Rejecting the new decisions, experts said they risk backfiring by fuelling anti-Muslim prejudice and driving hardliners underground.
“The more the lens is turned on the Muslim community, the more society begins to think, ‘There’s no smoke without fire’,” Chris Allen, an expert on Islamophobia at Birmingham University, said
Isabella Sankey, the director of policy at Liberty, said it was important to confront “ugly ideologies across the spectrum”.
“Driving those who despise diversity further underground does nothing to expose their beliefs and only acts as another recruitment tool.
“You cannot protect our democracy by shutting down the very freedoms that sustain it,” she added.
Britain's 2.7 million Muslims have taken full brunt of anti-terror laws since the 7/7 attacks.
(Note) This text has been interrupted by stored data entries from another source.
PR #607, opened 2024-03-20
Enable view breadcrumb OTel capture

fractalwrench:
## Goal

Enables the capture of view breadcrumbs via OTel. View breadcrumbs are captured as spans. The legacy mechanism that adds directly to the session payload is running simultaneously - a future PR will remove this mechanism.

## Testing

Added unit tests.

### DIFF
--- a/embrace-android-sdk/src/main/java/io/embrace/android/embracesdk/arch/schema/SchemaType.kt
+++ b/embrace-android-sdk/src/main/java/io/embrace/android/embracesdk/arch/schema/SchemaType.kt
@@ -9,7 +9,7 @@ import io.embrace.android.embracesdk.internal.utils.toNonNullMap
 import io.embrace.android.embracesdk.payload.AppExitInfoData
 
 internal object SchemaKeys {
-    internal const val CUSTOM_BREADCRUMB = "custom-breadcrumb"
+    internal const val CUSTOM_BREADCRUMB = "emb-custom-breadcrumb"
     internal const val VIEW_BREADCRUMB = "view-breadcrumb"
     internal const val AEI_RECORD = "aei-record"
     internal const val LOG = "emb-log"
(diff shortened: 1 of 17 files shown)


embrace-android-sdk/src/main/java/io/embrace/android/embracesdk/arch/schema/SchemaType.kt
```diff
@@ -10,7 +10,7 @@ import io.embrace.android.embracesdk.payload.AppExitInfoData
 
 internal object SchemaKeys {
     internal const val CUSTOM_BREADCRUMB = "emb-custom-breadcrumb"
-    internal const val VIEW_BREADCRUMB = "view-breadcrumb"
+    internal const val VIEW_BREADCRUMB = "screen-view"
```
lucaslabari, line 13: Would be good to be consistent with the usage of the `emb-` prefix for these keys.

bidetofevil: If these are the canonical name of the telemetry generated by this schema, we should look to define them in such a away that we don't have to attach the prefix with each. With that, we can have one place where we decide whether to do it.

bidetofevil: Agreed. Fixing this here one way or the other for now would be good, but long term, we should really define the canonical names sans the prefix and just attach them then necessary.

bidetofevil (approved):
LGTM. Feel free to make the use of the prefix consistent, but no worries if you don't as we'll need to address that more thoroughly later anyway.

embrace-android-sdk/src/main/java/io/embrace/android/embracesdk/arch/schema/SchemaType.kt
fractalwrench: I'll skip this for now as this PR has been pretty held up already, but will address in a future changeset (if Hanson's schema type changes don't already address this)

PR #608, opened 2024-03-20
Remove legacy view breadcrumb collection

fractalwrench:
## Goal

Builds on #607 by removing the collection of view breadcrumbs via the legacy mechanism.

## Testing

Verified E2E that view breadcrumbs are still shown in session when delivered only as spans.


lucaslabari (approved):
LGTM. Is backend already processing breadcrumbs as spans?

bidetofevil (approved):
🔥

PR #609, opened 2024-03-20
Enable AEI data capture via OTel

fractalwrench:
## Goal

Enables the capture of AEI via OTel as a log. The legacy mechanism that adds directly to the session payload is also removed in this PR due to the size of the AEI trace.

## Testing

Added unit tests + an integration test.

I tested this E2E in our staging environment & confirmed that AEI show up in the dashboard.


bidetofevil (approved):
LGTM! Anything that we move from the session into Logs is going to be a no-going-back migration, but I think this is specific and save enough, so all good.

British Muslims and mosques have been potential targets for dozens of attacks after the killing of a British soldier in Woolwich, south London, last May.
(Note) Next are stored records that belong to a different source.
PR #617, opened 2024-03-23
Convert EmbraceDeliveryServiceTest to use a real DeliveryCacheManager

bidetofevil:
## Goal

The old test was not testing certain functionality that required the DeliveryCacheManager's implementation because it was using a fake. Convert this to use the real thing so the tests actually test the component in a realistic way.

Seeing as we don't have integration tests that cover this layer, it's crucial that these tests actually very the workflow happening in production

## Testing

Added to the fake ApiService in order to verify the behaviour at that layer.

PR #616, opened 2024-03-23
Use the session start time for the file name used to store a session

bidetofevil:
## Goal

Use the session start time for the file name rather than the time session was first saved. While it doesn't effect how it's used, this will make the file name deterministic and predictable, which wasn't the case before.

## Testing

A test was added in [this PR](https://github.com/embrace-io/embrace-android-sdk/pull/620) that tests that the file name doesn't matter when delivering a cached session file.

PR #618, opened 2024-03-23
Convert snapshots in cached sessions before sending

bidetofevil:
## Goal

Convert snap snapshots found in cached sessions found at SDK startup to failed spans. This ensures that the session span with all the telemetry that will be stored it will always be delivered even if the app process terminates before we could end it.

## Testing

Added tests in various layers to cover this. Codecov doesn't like how much test coverage I added because of the nullability of the new Span payload object and I didn't test those null case. Ah well.

An integration test will be added later that tests the case when the session span terminates. Stay tuned.

### DIFF
--- a/embrace-android-sdk/src/main/java/io/embrace/android/embracesdk/comms/delivery/EmbraceDeliveryService.kt
+++ b/embrace-android-sdk/src/main/java/io/embrace/android/embracesdk/comms/delivery/EmbraceDeliveryService.kt
@@ -108,10 +108,12 @@ internal class EmbraceDeliveryService(
 
             allSessions.map { it.sessionId }.forEach { sessionId ->
                 cacheManager.transformSession(sessionId = sessionId) { sessionMessage ->
-                    val spansToFail = sessionMessage.spanSnapshots?.map {
-                        it.toFailedSpan(sessionMessage.session.endTime ?: 0L)
-                    } ?: emptyList()
-                    val completedSpans = spansToFail + (sessionMessage.spans ?: emptyList())
+                    val completedSpanIds = sessionMessage.spans?.map { it.spanId }?.toSet() ?: emptySet()
+                    val spansToFail = sessionMessage.spanSnapshots
+                        ?.filterNot { completedSpanIds.contains(it.spanId) }
+                        ?.map { it.toFailedSpan(sessionMessage.session.endTime ?: 0L) }
+                        ?: emptyList()
+                    val completedSpans = (sessionMessage.spans ?: emptyList()) + spansToFail
                     sessionMessage.copy(spans = completedSpans, spanSnapshots = emptyList())
                 }
             }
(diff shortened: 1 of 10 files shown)


bidetofevil:
> [!WARNING]
> <b>This pull request is not mergeable via GitHub because a downstack PR is open. Once all requirements are satisfied, merge this PR as a stack <a href="https://app.graphite.dev/github/pr/embrace-io/embrace-android-sdk/618?utm_source=stack-comment-downstack-mergeability-warning" >on Graphite</a>.</b>

* **#618** <a href="https://app.graphite.dev/github/pr/embrace-io/embrace-android-sdk/618?utm_source=stack-comment-icon" target="_blank">Graphite</a> 👈
* **#617** <a href="https://app.graphite.dev/github/pr/embrace-io/embrace-android-sdk/617?utm_source=stack-comment-icon" target="_blank">Graphite</a>
* **#616** <a href="https://app.graphite.dev/github/pr/embrace-io/embrace-android-sdk/616?utm_source=stack-comment-icon" target="_blank">Graphite</a>
* `master`

<h2></h2>

embrace-android-sdk/src/main/java/io/embrace/android/embracesdk/comms/delivery/EmbraceDeliveryService.kt
```diff
@@ -99,6 +100,17 @@ internal class EmbraceDeliveryService(
...
                 it.sessionId != sessionIdTracker.getActiveSessionId()
             }
+
+            allSessions.map { it.sessionId }.forEach { sessionId ->
+                cacheManager.transformSession(sessionId = sessionId) { sessionMessage ->
+                    val spansToFail = sessionMessage.spanSnapshots?.map {
+                        it.toFailedSpan(sessionMessage.session.endTime ?: 0L)
+                    } ?: emptyList()
+                    val completedSpans = spansToFail + (sessionMessage.spans ?: emptyList())
+                    sessionMessage.copy(spans = completedSpans, spanSnapshots = emptyList())
```
fractalwrench, line 110: If `transformSession` is called more than once then it looks like this would result in duplicate spans in the payload

fractalwrench (commented):
Mostly looks good, I think the transform could lead to duplicate spans if it ever runs multiple times (e.g. due to the process terminating or crashing halfway through)

embrace-android-sdk/src/main/java/io/embrace/android/embracesdk/comms/delivery/EmbraceDeliveryService.kt
bidetofevil: Oooh, good call. I'll fix and write a test for it. Didn't think this could happen but definitely should protect against that. The good thing is the server will reject dupes but that's unnecesary

bidetofevil: Made it so that if a conversion was already done or if a completed span already exists for that spanId, we just drop the snapshot

fractalwrench (approved):
LGTM

bidetofevil:
### Merge activity

* **Mar 26, 3:09 AM EDT**: @bidetofevil started a stack merge that includes this pull request via [Graphite](https://app.graphite.dev/github/pr/embrace-io/embrace-android-sdk/618).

A video showed the attackers, who are Muslim converts of Nigerian origin, blaming British policies for the killing and calling on Britons to remove their government.
British Muslims have condemned the machete killing as contradicting with the basic teachings of Islam.
Yet, the number of anti-Islamic attacks has increased as much as tenfold in the days that followed the Woolwich murder of Drummer Lee Rigby.
A series of attacks against Muslim targets included three terrorist bombings targeted at different mosques in West Midlands in July.
Tell Mama project, which monitors anti-Muslim attacks in Britain, has also reported 212 “anti-Muslim incidents” after the Woolwich attack, including 11 attacks on mosques.